Assessing the effect of pedestrian deceleration on pedestrian autonomous emergency braking systems

The aim of the manuscript is to access whether the Rate of Collision Avoidance (RCA) will be improved by considering the pedestrian deceleration in the Pedestrian Autonomous Emergency Braking Systems (AEB-P). A vehicle braking method by considering the pedestrian deceleration was proposed firstly, and then through the Monte Carlo optimization algorithm optimal combinations of 7 input parameters were obtained by applying the method to 124 actual collisions, finally the single factor analysis method was used to explore the effects of each parameter on the RCA. Through observation from actual collisions, the interval of pedestrian deceleration was [0.1, 8.2]m/s2 with a median value of 4.2 m/s2 in an emergency.
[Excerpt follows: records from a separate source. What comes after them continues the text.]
PR #3135, opened 2022-01-20
Fix: prioritize namespace flag for `vela up`

devholic:

Currently, CLI applies application to `default` namespace when there is no explicit namespace in application spec, even if the namespace flag is set.

This commit fixes issue by overriding the namespace if the namespace flag is set.

I have:

  - ~Q. How can I add a `backport` label?~

```sh
# Permanent link for vela.yaml in master branch as of 2022-01-20T08:30:42Z
export APP_SPEC_URL=https://raw.githubusercontent.com/oam-dev/kubevela/947455adb998426d56139f128b3a9cd7100e1d35/docs/examples/vela.yaml

# This will be applied to default namespace, since there is no explicit namespace in spec
vela up -f "${APP_SPEC_URL}"

# This will be applied to default namespace even if we override namespace to `some-other-namespace`
vela up -f "${APP_SPEC_URL}" -n some-other-namespace

# New binary should apply application to `some-other-namespace`
vela up -f "${APP_SPEC_URL}" -n some-other-namespace
```

I think overriding namespace in `NewUpCommand ` is better than extending `ApplyApplication` since it might be ambiguous  when taking it as a parameter. WDYT?

### DIFF
--- a/references/cli/up.go
+++ b/references/cli/up.go
@@ -68,6 +68,10 @@ func NewUpCommand(c common2.Args, order string, ioStream cmdutil.IOStreams) *cob
 			if err != nil {
 				return errors.Wrap(err, "File format is illegal, only support vela appfile format or OAM Application object yaml")
 			}
+			// override namespace if namespace flag is set
+			if namespace != "" {
+				app.SetNamespace(namespace)
+			}
 			err = common.ApplyApplication(app, ioStream, kubecli)
 			if err != nil {
 				return err
--- a/references/cli/up.go
+++ b/references/cli/up.go
@@ -68,8 +68,10 @@ func NewUpCommand(c common2.Args, order string, ioStream cmdutil.IOStreams) *cob
 			if err != nil {
 				return errors.Wrap(err, "File format is illegal, only support vela appfile format or OAM Application object yaml")
 			}
-			// override namespace if namespace flag is set
-			if namespace != "" {
+
+			// Override namespace if namespace flag is set. We should check if namespace is `default` or not
+			// since GetFlagNamespaceOrEnv returns default namespace when failed to get current env.
+			if namespace != "" && namespace != types.DefaultAppNamespace {
 				app.SetNamespace(namespace)
 			}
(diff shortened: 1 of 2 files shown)


wonderflow:
image

wonderflow:
The idea is fine, LGTM

wonderflow:
let's add a test case about it.

wonderflow (approved):

devholic:
I can't add label through sidebar since I have no permission..., BTW thanks for adding it 👍 

image

wonderflow:
> I can't add label through sidebar since I have no permission..., BTW thanks for adding it 👍
> 
> image

Can you add label when create PR?

devholic:
No, I cannot add label while creating PR like below:

image

wonderflow:
> No, I cannot add label while creating PR like below:
> 

Thanks, seems we need to refine the precess.

references/cli/up.go
```diff
@@ -68,6 +68,12 @@ func NewUpCommand(c common2.Args, order string, ioStream cmdutil.IOStreams) *cob
 			if err != nil {
 				return errors.Wrap(err, "File format is illegal, only support vela appfile format or OAM Application object yaml")
 			}
+
+			// Override namespace if namespace flag is set. We should check if namespace is `default` or not
+			// since GetFlagNamespaceOrEnv returns default namespace when failed to get current env.
+			if namespace != "" && namespace != types.DefaultAppNamespace {
```
devholic, line 74: I found an edge case that `GetFlagNamespaceOrEnv` returns `default` namespace if failed to call `GetCurrentEnv`. So I have to add `default` namespace check.

Could you double-check for this?

https://github.com/oam-dev/kubevela/blob/947455adb998426d56139f128b3a9cd7100e1d35/references/cli/env.go#L243-L249

zzxwill (approved):

wonderflow (approved):
LGTM, it makes sense! Thanks!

The optimal average value of the detection angle, the minimum detection distance, the lateral trigger distance, the pedestrian warning trigger distance, the lag time, the pedestrian deceleration and its reaction time is 60°, 25 m, 3.5 m, 0 m, 0 s, −8 m/s2 and 0 s, respectively. The maximum RCA = 84.68% was obtained based on optimal combinations. All analyses consistently found that the RCA increases as pedestrian deceleration increases. Results shown that we can consider pedestrian deceleration in the AEB-P to improve the performance of the system and subsequently improve the RCA.